Entries shown:

PR #4882, opened 2026-03-01
Add network socket `listen` and `bind` shims

WhySoBad:
Hi,

This pull request adds shims for the `bind` and `listen` syscalls. To support the implementation of `TcpListener::bind` from the standard library, a small set of options for the `setsockopt` syscall are added as well.

For the `bind` shim I'm a bit uncertain about the validation we should perform there. Since we effectively only execute this syscall when seeing a `listen` later on, the current implementation tries to validate the things it can easily do with the data available (e.g. whether socket and address family match or whether address length is valid). 
Things like `EADDRINUSE` for example wouldn't be caught with the current implementation as it would require looking up the address manually and I don't know whether that would be worth it. 

I can see that it might be confusing for users when we only throw a subset of errors after the `bind` syscall and also when we then afterwards throw errors for the `bind` syscall once they call `listen` but I think this problem is unavoidable.

### DIFF
--- a/src/diagnostics.rs
+++ b/src/diagnostics.rs
@@ -150,6 +150,13 @@ pub enum NonHaltingDiagnostic {
         effective_failure_ordering: AtomicReadOrd,
     },
     FileInProcOpened,
+    SocketListenUnsupportedBacklog {
+        details: bool,
+        /// Unsupported backlog value provided the by the program.
+        provided: i32,
+        /// Supported backlog value by Miri.
+        supported: i32,
+    },
 }
 
 /// Level of Miri specific diagnostics
@@ -656,6 +663,8 @@ impl<'tcx> MiriMachine<'tcx> {
             | WeakMemoryOutdatedLoad { .. } =>
                 ("tracking was triggered here".to_string(), DiagLevel::Note),
             FileInProcOpened => ("open a file in `/proc`".to_string(), DiagLevel::Warning),
+            SocketListenUnsupportedBacklog { .. } =>
+                ("call to `listen` with unsupported backlog value".to_string(), DiagLevel::Warning),
         };
 
         let title = match &e {
@@ -703,13 +712,18 @@ impl<'tcx> MiriMachine<'tcx> {
                 };
                 format!("GenMC currently does not model the failure ordering for `compare_exchange`. {was_upgraded_msg}. Miri with GenMC might miss bugs related to this memory access.")
             }
-            FileInProcOpened => format!("files in `/proc` can bypass the Abstract Machine and might not work properly in Miri")
+            FileInProcOpened => format!("files in `/proc` can bypass the Abstract Machine and might not work properly in Miri"),
+            SocketListenUnsupportedBacklog { provided, supported, .. } => format!("called `listen` on socket with backlog value of {provided} but only {supported} is supported")
         };
 
         let notes = match &e {
             ProgressReport { block_count } => {
                 vec![note!("so far, {block_count} basic blocks have been executed")]
             }
+            SocketListenUnsupportedBacklog { details: true, supported, .. } =>
+                vec![note!(
+                    "the given value will be ignored and a backlog of {supported} will be used instead"
+                )],
             _ => vec![],
         };
 
--- a/src/shims/unix/socket.rs
+++ b/src/shims/unix/socket.rs
@@ -1,12 +1,17 @@
-use std::cell::Cell;
-use std::net::{TcpListener, TcpStream};
+use std::cell::{Cell, RefCell};
+use std::net::{Ipv4Addr, Ipv6Addr, SocketAddr, SocketAddrV4, SocketAddrV6, TcpListener};
 
+use rustc_abi::Size;
 use rustc_const_eval::interpret::{InterpResult, interp_ok};
 use rustc_middle::throw_unsup_format;
 use rustc_target::spec::Os;
 
+use crate::diagnostics::SpanDedupDiagnostic;
 use crate::shims::files::{FdId, FileDescription};
 use crate::{OpTy, Scalar, *};
+
+/// Backlog value passed to the `listen` syscall by the standard library
+const SUPPORTED_LISTEN_BACKLOG: i32 = 128;
 
 #[derive(Debug, PartialEq)]
 enum SocketFamily {
@@ -17,27 +22,25 @@ enum SocketFamily {
 }
 
 #[derive(Debug)]
-enum SocketType {
-    /// Reliable full-duplex communication, based on connections.
-    Stream,
+enum SocketState {
+    /// No syscall after `socket` has been made.
+    Initial,
+    /// The `bind` syscall has been called on the socket.
+    /// This is only reachable from the [`SocketState::Initial`] state.
+    Bound(SocketAddr),
+    /// The `listen` syscall has been called on the socket.
+    /// This is only reachable from the [`SocketState::Bound`] state.
+    #[expect(unused)]
+    Listening(TcpListener),
 }
 
-#[allow(unused)]
-#[derive(Debug)]
-enum SocketKind {
-    TcpListener(TcpListener),
-    TcpStream(TcpStream),
-}
-
-#[allow(unused)]
 #[derive(Debug)]
 struct Socket {
     /// Family of the socket, used to ensure socket only binds/connects to address of
     /// same family.
     family: SocketFamily,
-    /// Type of the socket, either datagram or stream.
-    /// Only stream is supported at the moment!
-    socket_type: SocketType,
+    /// Current state of the inner socket.
+    state: RefCell<SocketState>,
     /// Whether this fd is non-blocking or not.
     is_non_block: Cell<bool>,
 }
@@ -97,16 +100,19 @@ pub trait EvalContextExt<'tcx>: crate::MiriInterpCxExt<'tcx> {
         // Reject if isolation is enabled
         if let IsolatedOp::Reject(reject_with) = this.machine.isolated_op {
             this.reject_in_isolation("`socket`", reject_with)?;
-            this.set_last_error(LibcError("EACCES"))?;
-            return interp_ok(Scalar::from_i32(-1));
+            return this.set_last_error_and_return_i32(LibcError("EACCES"));
         }
 
         let mut is_sock_nonblock = false;
 
         // Interpret the flag. Every flag we recognize is "subtracted" from `flags`, so
         // if there is anything left at the end, that's an unsupported flag.
-        if matches!(this.tcx.sess.target.os, Os::Linux | Os::Android | Os::FreeBsd) {
-            // SOCK_NONBLOCK and SOCK_CLOEXEC only exist on Linux, Android and FreeBSD.
+        if matches!(
+            this.tcx.sess.target.os,
+            Os::Linux | Os::Android | Os::FreeBsd | Os::Solaris | Os::Illumos
+        ) {
+            // SOCK_NONBLOCK and SOCK_CLOEXEC only exist on Linux, Android, FreeBSD,
+            // Solaris, and Illumos targets
             let sock_nonblock = this.eval_libc_i32("SOCK_NONBLOCK");
             let sock_cloexec = this.eval_libc_i32("SOCK_CLOEXEC");
             if flags & sock_nonblock == sock_nonblock {
@@ -148,10 +154,311 @@ pub trait EvalContextExt<'tcx>: crate::MiriInterpCxExt<'tcx> {
         let fds = &mut this.machine.fds;
         let fd = fds.new_ref(Socket {
             family,
+            state: RefCell::new(SocketState::Initial),
             is_non_block: Cell::new(is_sock_nonblock),
-            socket_type: SocketType::Stream,
         });
 
         interp_ok(Scalar::from_i32(fds.insert(fd)))
+    }
+
+    fn bind(
+        &mut self,
+        socket: &OpTy<'tcx>,
+        address: &OpTy<'tcx>,
+        address_len: &OpTy<'tcx>,
+    ) -> InterpResult<'tcx, Scalar> {
+        let this = self.eval_context_mut();
+
+        let socket = this.read_scalar(socket)?.to_i32()?;
+        let address = match this.socket_address(address, address_len, "bind")? {
+            Ok(addr) => addr,
+            Err(e) => return this.set_last_error_and_return_i32(e),
+        };
+
+        // Get the file handle
+        let Some(fd) = this.machine.fds.get(socket) else {
+            return interp_ok(this.eval_libc("EBADF"));
+        };
+
+        let Some(socket) = fd.downcast::<Socket>() else {
+            // Man page specifies to return ENOTSOCK if `fd` is not a socket.
+            return interp_ok(this.eval_libc("ENOTSOCK"));
+        };
+
+        assert!(this.machine.communicate(), "cannot have `Socket` with isolation enabled!");
+
+        let mut state = socket.state.borrow_mut();
+
+        match *state {
+            SocketState::Initial => {
+                let address_family = match &address {
+                    SocketAddr::V4(_) => SocketFamily::IPv4,
+                    SocketAddr::V6(_) => SocketFamily::IPv6,
+                };
+
+                if socket.family != address_family {
+                    // Attempted to bind an address from a family that doesn't match
+                    // the family of the socket.
+                    let err = if matches!(this.tcx.sess.target.os, Os::Linux | Os::Android) {
+                        // Linux man page states that `EINVAL` is used when there is an addres family mismatch.
+                        // See <https://man7.org/linux/man-pages/man2/bind.2.html>
+                        LibcError("EINVAL")
+                    } else {
+                        // POSIX man page states that `EAFNOSUPPORT` should be used when there is an address
+                        // family mismatch.
+                        // See <https://man7.org/linux/man-pages/man3/bind.3p.html>
+                        LibcError("EAFNOSUPPORT")
+                    };
+                    return this.set_last_error_and_return_i32(err);
+                }
+
+                *state = SocketState::Bound(address);
+            }
+            SocketState::Bound(_) | SocketState::Listening(_) =>
+                throw_unsup_format!(
+                    "bind: socket is already bound and binding a socket \
+                                    multiple times is unsupported"
+                ),
+        }
+
+        interp_ok(Scalar::from_i32(0))
+    }
+
+    fn listen(&mut self, socket: &OpTy<'tcx>, backlog: &OpTy<'tcx>) -> InterpResult<'tcx, Scalar> {
+        let this = self.eval_context_mut();
+
+        let socket = this.read_scalar(socket)?.to_i32()?;
+        let backlog = this.read_scalar(backlog)?.to_i32()?;
+
+        // Get the file handle
+        let Some(fd) = this.machine.fds.get(socket) else {
+            return interp_ok(this.eval_libc("EBADF"));
+        };
+
+        let Some(socket) = fd.downcast::<Socket>() else {
+            // Man page specifies to return ENOTSOCK if `fd` is not a socket.
+            return interp_ok(this.eval_libc("ENOTSOCK"));
+        };
+
+        assert!(this.machine.communicate(), "cannot have `Socket` with isolation enabled!");
+
+        // Only allow the same backlog value as the standard library uses since the standard library
+        // doesn't provide a way to set a custom value.
+        if backlog != SUPPORTED_LISTEN_BACKLOG {
+            // The first time this happens at a particular location, print a warning.
+            static DEDUP: SpanDedupDiagnostic = SpanDedupDiagnostic::new();
+            this.dedup_diagnostic(&DEDUP, |first| {
+                NonHaltingDiagnostic::SocketListenUnsupportedBacklog {
+                    details: first,
+                    provided: backlog,
+                    supported: SUPPORTED_LISTEN_BACKLOG,
+                }
+            });
+        }
+
+        let mut state = socket.state.borrow_mut();
+
+        match &*state {
+            SocketState::Bound(socket_addr) =>
+                match TcpListener::bind(socket_addr) {
+                    Ok(listener) => *state = SocketState::Listening(listener),
+                    Err(e) => return this.set_last_error_and_return_i32(e),
+                },
+            SocketState::Initial => {
+                throw_unsup_format!(
+                    "listen: listening on a socket which isn't bound is unsupported"
+                )
+            }
+            SocketState::Listening(_) => {
+                throw_unsup_format!("listen: listening on a socket multiple times is unsupported")
+            }
+        }
+
+        interp_ok(Scalar::from_i32(0))
+    }
+
+    fn setsockopt(
+        &mut self,
+        socket: &OpTy<'tcx>,
+        level: &OpTy<'tcx>,
+        option_name: &OpTy<'tcx>,
+        option_value: &OpTy<'tcx>,
+        option_len: &OpTy<'tcx>,
+    ) -> InterpResult<'tcx, Scalar> {
+        let this = self.eval_context_mut();
+
+        let socket = this.read_scalar(socket)?.to_i32()?;
+        let level = this.read_scalar(level)?.to_i32()?;
+        let option_name = this.read_scalar(option_name)?.to_i32()?;
+        let socklen_layout = this.libc_ty_layout("socklen_t");
+        let option_len = this.read_scalar(option_len)?.to_int(socklen_layout.size)?;
+
+        // Get the file handle
+        let Some(fd) = this.machine.fds.get(socket) else {
+            return interp_ok(this.eval_libc("EBADF"));
+        };
+
+        let Some(_socket) = fd.downcast::<Socket>() else {
+            // Man page specifies to return ENOTSOCK if `fd` is not a socket.
+            return interp_ok(this.eval_libc("ENOTSOCK"));
+        };
+
+        if level == this.eval_libc_i32("SOL_SOCKET") {
+            let opt_so_reuseaddr = this.eval_libc_i32("SO_REUSEADDR");
+
+            if matches!(this.tcx.sess.target.os, Os::MacOs | Os::FreeBsd | Os::NetBsd) {
+                // SO_NOSIGPIPE only exists on MacOS, FreeBSD, and NetBSD.
+                let opt_so_nosigpipe = this.eval_libc_i32("SO_NOSIGPIPE");
+
+                if option_name == opt_so_nosigpipe {
+                    if option_len != 4 {
+                        // Option value should be C-int which is usually 4 bytes.
+                        return this.set_last_error_and_return_i32(LibcError("EINVAL"));
+                    }
+                    let option_value =
+                        this.deref_pointer_as(option_value, this.machine.layouts.i32)?;
+                    let _val = this.read_scalar(&option_value)?.to_i32()?;
+                    // We entirely ignore this value since we do not support signals anyway.
+
+                    return interp_ok(Scalar::from_i32(0));
+                }
+            }
+
+            if option_name == opt_so_reuseaddr {
+                if option_len != 4 {
+                    // Option value should be C-int which is usually 4 bytes.
+                    return this.set_last_error_and_return_i32(LibcError("EINVAL"));
+                }
+                let option_value = this.deref_pointer_as(option_value, this.machine.layouts.i32)?;
+                let _val = this.read_scalar(&option_value)?.to_i32()?;
+                // We entirely ignore this: std always sets REUSEADDR for us, and in the end it's more of a
+                // hint to bypass some arbitrary timeout anyway.
+                return interp_ok(Scalar::from_i32(0));
+            } else {
+                throw_unsup_format!(
+                    "setsockopt: option {option_name:#x} is unsupported for level SOL_SOCKET",
+                );
+            }
+        }
+
+        throw_unsup_format!(
+            "setsockopt: level {level:#x} is unsupported, only SOL_SOCKET is allowed"
+        );
+    }
+}
+
+impl<'tcx> EvalContextPrivExt<'tcx> for crate::MiriInterpCx<'tcx> {}
+trait EvalContextPrivExt<'tcx>: crate::MiriInterpCxExt<'tcx> {
+    /// Attempt to turn an address and length operand into a standard library socket address.
+    ///
+    /// Returns an IO error should the address length not match the address family length.
+    fn socket_address(
+        &self,
+        address: &OpTy<'tcx>,
+        address_len: &OpTy<'tcx>,
+        foreign_name: &'static str,
+    ) -> InterpResult<'tcx, Result<SocketAddr, IoError>> {
+        let this = self.eval_context_ref();
+
+        let socklen_layout = this.libc_ty_layout("socklen_t");
+        // We only support address lengths which can be stored in a u64 since the
+        // size of a layout is also stored in a u64.
+        let address_len: u64 =
+            this.read_scalar(address_len)?.to_int(socklen_layout.size)?.try_into().unwrap();
+
+        // Initially, treat address as generic sockaddr just to extract the family field.
+        let sockaddr_layout = this.libc_ty_layout("sockaddr");
+        if address_len < sockaddr_layout.size.bytes() {
+            // Address length should be at least as big as the generic sockaddr
+            return interp_ok(Err(LibcError("EINVAL")));
+        }
+        let address = this.deref_pointer_as(address, sockaddr_layout)?;
+
+        let family_field = this.project_field_named(&address, "sa_family")?;
+        let family_layout = this.libc_ty_layout("sa_family_t");
+        let family = this.read_scalar(&family_field)?.to_int(family_layout.size)?;
+
+        // Depending on the family, decide whether it's IPv4 or IPv6 and use specialized layout
+        // to extract address and port.
+        let socket_addr = if family == this.eval_libc_i32("AF_INET").into() {
+            let sockaddr_in_layout = this.libc_ty_layout("sockaddr_in");
+            if address_len != sockaddr_in_layout.size.bytes() {
+                // Address length should be exactly the length of an IPv4 address.
+                return interp_ok(Err(LibcError("EINVAL")));
+            }
+            let address = address.transmute(sockaddr_in_layout, this)?;
+
+            let port_field = this.project_field_named(&address, "sin_port")?;
+            // Read bytes and treat them as big endian since port is stored in network byte order.
+            let port_bytes: [u8; 2] = this
+                .read_bytes_ptr_strip_provenance(port_field.ptr(), Size::from_bytes(2))?
+                .try_into()
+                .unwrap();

Your task: What is needed is every line of the records above that contains the word "Illumos".

Problem solution:
+            Os::Linux | Os::Android | Os::FreeBsd | Os::Solaris | Os::Illumos
+            // Solaris, and Illumos targets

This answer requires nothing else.